Ce fut aux environs de Bourges, dans l’ancienne province du Berry, que des amis généreux m’accueillirent, à leur foyer des vacances, comme dans ces bons vieux temps d’hospitalité, où la porte du château féodal s’ouvrait aussitôt, au son des coquilles du pèlerin ; où le chevalier blessé trouvait une prompte guérison, dans la paix du manoir, qui l’avait reçu mourant.

Après un voyage qui raviva mes souffrances secouées à chaque tour de roue, je parvins à ma destination, à cette riante colonie de la Chaumelle, qui avait gardé l’aspect et les coutumes d’un fief du moyen âge, sous la direction paternelle de son seigneur.

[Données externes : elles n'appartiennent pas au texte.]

PR #278, opened 2020-05-11
fix(lambda_env.js): disable_epsagon env on auto-tracing

idonava:


src/wrappers/lambda_env.js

Lorsque je débarquai, tremblant de fièvre, d’espoir et de plaisir, dans ce charmant ermitage, qui me promettait une heureuse et paisible fin, sinon le rappel à la santé et à la vie, je me vis entouré tout à coup d’enfants, empressés à conduire, à soutenir ma démarche chancelante ! L’un relevait les plis de ma robe de chambre dérangée dans la voiture, l’autre s’informait de mon état, avec une discrète attention… Mes yeux se mouillèrent, et la reconnaissance gonfla mon cœur ! J’étais de prime abord naturalisé chef de famille.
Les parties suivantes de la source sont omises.